Weksler v. Weksler, 69498

Decision Date08 January 1985
Docket NumberNo. 69498,69498
Citation173 Ga.App. 250,325 S.E.2d 874
PartiesWEKSLER v. WEKSLER.
CourtGeorgia Court of Appeals

Frank H. Childs Jr., Macon, for appellant.

John E. James, Kathryn M. Weigand, Macon, for appellee.

DEEN, Presiding Judge.

The appellant, Luiz Weksler, and the appellee, Frances Ann Weksler, were divorced on February 11, 1980. At that time, the appellee was given custody of their daughter, who was then five years old. In February 1984 the appellant commenced this action seeking custody of the child. Following a hearing, the Juvenile Court of Bibb County denied the petition and continued custody with the appellee. On appeal, Luiz Weksler contends that the trial court erred in refusing to admit into evidence records subpoenaed from a psychiatric hospital concerning the appellee's voluntary admission to that facility in October 1983. Held:

OCGA § 37-3-166(a)(8) provides that a clinical record of a mental health patient shall be maintained in confidentiality, but that "[t]he record shall be produced in response to a valid subpoena or order of any court of competent jurisdiction, except for matters privileged under the laws of this state ..." Under OCGA § 24-9-21(5), communications between a psychiatrist and a patient are privileged. This privilege, however, does not extend to any communications made to nurses or attendants unless it is shown that they were the agents of the attending psychiatrist. Myers v State, 251 Ga. 883, 310 S.E.2d 504 (1984). In this case, the appellant having duly subpoenaed the appellee's clinical record from the psychiatric hospital where she voluntarily admitted herself in October 1983, that record was producible, except for the portions containing any privileged communications.
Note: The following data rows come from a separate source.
PR #1734, opened 2021-05-17
Bugfix: Escape quotes in behavior 

mringler:
I am getting errors in the generated map- and model-files when using AggregateMultipleColumnsBehavior with single quotes in the filter condition. Problem is that strings are written to file without escaping those quotes.

In the model-file, it is a problem with the behavior, when the SQL query is not escaped.
In the map-file, it is a problem with the TableMapBuilder, which only escapes in arrays.

Also, `addGetBehaviors()` function in TableMapBuilder replaced all spaces in stringified arrays, probably to adjust the format of `var_export`. Because, what could go wrong...
Also a newline was missing at the beginning of the template added after the `getBehaviors()` function.

I did not change AggregateColumnsBehavior, even though it suffers from the same problem. Reason is that it would break the current workaround, which is to escape the single quotes in schema.xml, and I am not sure if you prefer the fix over backward compatibility. Let me know if I should change it, too.
AggregateMultipleColumnsBehavior is new, so BC is no concern.

### DIFF
--- a/tests/Propel/Tests/Generator/Builder/Om/TableMapBuilderTest.php
+++ b/tests/Propel/Tests/Generator/Builder/Om/TableMapBuilderTest.php
@@ -11,6 +11,7 @@ namespace Propel\Tests\Generator\Builder\Om;
 use Propel\Generator\Builder\Om\TableMapBuilder;
 use Propel\Generator\Builder\Util\SchemaReader;
 use Propel\Generator\Config\QuickGeneratorConfig;
+use Propel\Generator\Model\Table;
 use Propel\Runtime\Map\RelationMap;
 use Propel\Runtime\Propel;
 use Propel\Tests\Bookstore\Behavior\Map\Table1TableMap;
@@ -378,11 +379,12 @@ class TableMapBuilderTest extends BookstoreTestBase
         $schema = $reader->parseString($databaseXml);
         $table = $schema->getDatabase()->getTable('email');
 
-        $tableMapBuilder = new class($table) extends TableMapBuilder {
+        $tableMapBuilder = new class ($table) extends TableMapBuilder {
             public function getNormalizedColumnNameMapDefinition(): string
             {
                 $script = '';
                 $this->addNormalizedColumnNameMap($script);
+
                 return $script;
             }
         };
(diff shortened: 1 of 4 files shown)


dereuromark (approved):

tests/Propel/Tests/Generator/Builder/Om/TableMapBuilderTest.php
```diff
@@ -378,11 +379,12 @@ public function testNormalizedColumnMapHasOnlyUniqueKeys()
         $schema = $reader->parseString($databaseXml);
         $table = $schema->getDatabase()->getTable('email');
 
-        $tableMapBuilder = new class($table) extends TableMapBuilder {
+        $tableMapBuilder = new class ($table) extends TableMapBuilder {
```
asaulenko, line 382: PSR seems to not say anything about the style of an anonymous class declaration, hence I would follow the examples from the PHP manual. And those do not have spaces after `class`.

tests/Propel/Tests/Generator/Builder/Om/TableMapBuilderTest.php
```diff
@@ -399,4 +401,48 @@ public function getNormalizedColumnNameMapDefinition(): string
...
+    public function testStringify($input, string $message): void
+    {
+        $builder = new class (new Table('any')) extends TableMapBuilder{
+            public function doStringify($value): string
+            {
+                return $this->stringify($value);
+            }
+        };
+        $inputAsString = $builder->doStringify($input);
+        eval("\$output = $inputAsString;");
```
asaulenko, line 444: Not really sure about the purpose of this `eval` call. And shouldn't there be an escaping backslash before `$inputAsString`. Otherwise, it would be interpolated, I assume.

tests/Propel/Tests/Generator/Builder/Om/TableMapBuilderTest.php
dereuromark: There should be a code sniffer for for one or the other.

mringler: The code sniffer/fixer actually adds the space after class. I don't like it, but fighting the formatter is pointless.

tests/Propel/Tests/Generator/Builder/Om/TableMapBuilderTest.php
mringler: Have you looked at what the test case does? Would you prefer `'$output = ' .  $inputAsString . ';'`?
I prefer it how it is, since the concatenation hurts readability.
Yes, the mixing of stringified php code with actual php code is confusing. Unfortunately, that is the subject of the test case.
Instead of using `eval`, I could validate against stored strings. But I think that is a lesser solution, as it also tests for specific formatting, which might change over time, and really does not matter, as long as the snipped produces correct data.

dereuromark: I also think that a concat could suffice here. Since this is a test case, this is fine though IMO.

mringler: I have changed the variable names, hope that makes things clearer

gechetspr (approved):

PR #1967, opened 2026-06-23
fix: fix main vulnerabilities

bwplotka:
```
./gmpctl.sh vulnfix
```

### DIFF
--- a/.github/workflows/check-images.yml
+++ b/.github/workflows/check-images.yml
@@ -30,5 +30,7 @@ jobs:
       with:
         persist-credentials: false
     - uses: actions/setup-go@v6
+      with:
+        go-version: '1.25'
     - name: Check manifest images
       run: make check-images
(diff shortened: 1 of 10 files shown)


.github/workflows/check-images.yml
```diff
@@ -30,5 +30,7 @@ jobs:
       with:
         persist-credentials: false
     - uses: actions/setup-go@v6
+      with:
+        go-version: '1.25'
```
bernot-dev: Why would we want to do this?

bwplotka: https://github.com/GoogleCloudPlatform/prometheus-engine/actions/runs/28031355288/job/82972613566 - there might be better way to do this

bernot-dev: I think `go-version: stable` should use the latest stable release.

https://github.com/actions/setup-go#supported-version-syntax

PR #1971, opened 2026-06-26
gmpctl hardening

bwplotka:
See commits for the logical change and rationales.

### DIFF
--- a/ops/gmpctl/lib.sh
+++ b/ops/gmpctl/lib.sh
@@ -167,7 +167,7 @@ release-lib::gomod_vulnfix() {
 		fi
 
 		echo "🔄 Updating module '${mod_path}' to version '${desired_version}'..."
-		${SED} -i "s|\(	${mod_path} \).*|\1${desired_version}|" "${dir}/go.mod"
+		${SED} -i "s|\(${mod_path}[ 	][ 	]*\)v[^ 	]*|\1${desired_version}|g" "${dir}/go.mod"
 	done <"${vuln_file}"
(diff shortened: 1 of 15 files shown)


bwplotka:
It's an AI mess at this point, we have to be careful: https://github.com/GoogleCloudPlatform/prometheus-engine/pull/1999 -- to clean up

ops/gmpctl/lib.sh
```diff
@@ -442,17 +459,22 @@ release-lib::manifests_regen() {
...
-	# TODO(bwplotka): Manage deps better. It's getting confusing what bins we should use (worktree bingo? script bingo?).
-	go install helm.sh/helm/v3/cmd/helm@latest
-	go install github.com/google/addlicense@latest
-	go install github.com/mikefarah/yq/v4@latest
-
 	# Hack: Do the bingo variable swap. This allows injecting our own.
 	# This is faster than running requiring bingo and running bingo get.
-	cp "${dir}/.bingo/variables.env" "${dir}/.bingo/variables.env.bak"
-	echo "#!/bin/bash" >"${dir}/.bingo/variables.env" # Clean the file.
+	# NOTE: Only needed before 0.19.
```
bwplotka, line 464: This is what's needed on main gmpctl so it does not pollute and actually install tools.

cc @quentinmit

bwplotka: I can pull it in in alone change, but there's bit more to fix (distroless is now giving up -linux suffixes, etc)

bwplotka:
Splitting things that makes sense to smaller PRs.

PR #1972, opened 2026-06-26
ci: use stable alias for setup-go action

bernot-dev:
Use stable alias for setup-go instead of pinned/cached version.


cmd/rule-evaluator/internal/api.go
```diff
@@ -137,15 +137,22 @@ func alertsToAPIAlerts(alerts []*rules.Alert) []*apiv1.Alert {
 		})
 	}
 	// Sort for testability.
-	sort.Slice(apiAlerts, func(i, j int) bool {
-		a, b := apiAlerts[i].Labels.Hash(), apiAlerts[j].Labels.Hash()
-		if a == b {
-			a, b = apiAlerts[i].Annotations.Hash(), apiAlerts[j].Annotations.Hash()
+	slices.SortFunc(apiAlerts, func(a, b *apiv1.Alert) int {
```
bwplotka, line 140: Thanks - next time, let's just annotate in the commit/PR why we change other files than CI (otherwise it looks like incidental)

PR #1973, opened 2026-06-26
Update versions on all binaries

bernot-dev:
- Bumps the release version to `0.19.0` and the corresponding component
  image tags to `v0.19.0-gke.0` in `charts/values.global.yaml`.
- Regenerates all Kubernetes manifests (`manifests/operator.yaml`,
  `manifests/rule-evaluator.yaml`, `cmd/datasource-syncer/datasource-syncer.yaml`)
  to propagate the new version.
- Updates `ops/gmpctl/prep-rc.sh` to automatically align the component
  image tags (`configReloader`, `operator`, `ruleEvaluator`, `datasourceSyncer`)
  with the release version in `values.global.yaml`.

### DIFF
--- a/charts/values.global.yaml
+++ b/charts/values.global.yaml
@@ -16,7 +16,7 @@ commonLabels: false
 namespace:
   public: gmp-public
   system: gmp-system
-version: 0.17.3
+version: 0.19.0
 images:
   # NOTE: All tags have to be quoted otherwise they might be treated as a number.
   bash:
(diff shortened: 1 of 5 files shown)


charts/values.global.yaml
```diff
@@ -16,7 +16,7 @@ commonLabels: false
 namespace:
   public: gmp-public
   system: gmp-system
-version: 0.17.3
+version: 0.19.0
```
bwplotka, line 19: We don't have 0.19 yet, do we? (we can't forward pull images, unfortunately)

bernot-dev:
This bump will happen later, ideally after v3.13 fork release. Closing this for now.

PR #1974, opened 2026-06-26
PO to GMP Migration Tool: PodMonitor Converter with Metadata/Namespace Conversion

karthunni:
This PR implements the initial metadata and namespace migration logic for Prometheus Operator `PodMonitor` resources to GMP resources.

## Key Changes
* Implemented the `ResourceConverter` interface for `PodMonitor`.
* Evaluate `namespaceSelector` to route resources to their correct GMP equivalents (Cluster-Scoped, Multi-Namespace Split, Local Scoping)
* Changed successful migrations to log at the `Info` level using a `migration_status: "success"` attribute to accommodate for production environments where `Debug` logging is disabled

The admissibility of the unprivileged portions of the record is controlled, of course, by the established rules relevant to the introduction of medical records. Evaluations, impressions, diagnostic opinions and conclusions are inadmissible, upon proper objection, unless the person who made the entry appears before the court, qualifies as an expert, and relates the facts upon which the entry was based. Dennis v. Adcock, 138 Ga.App. 425, 428, 226 S.E.2d 292 (1976); accord Giles v. Taylor, 166 Ga.App. 563, 305 S.E.2d 154 (1983). Recorded hearsay statements of third parties are also inadmissible unless they fall within one of the exceptions to the hearsay rule. See Giles v. Taylor, supra; Moody v. State, 244 Ga. 247(4), 260 S.E.2d 11 (...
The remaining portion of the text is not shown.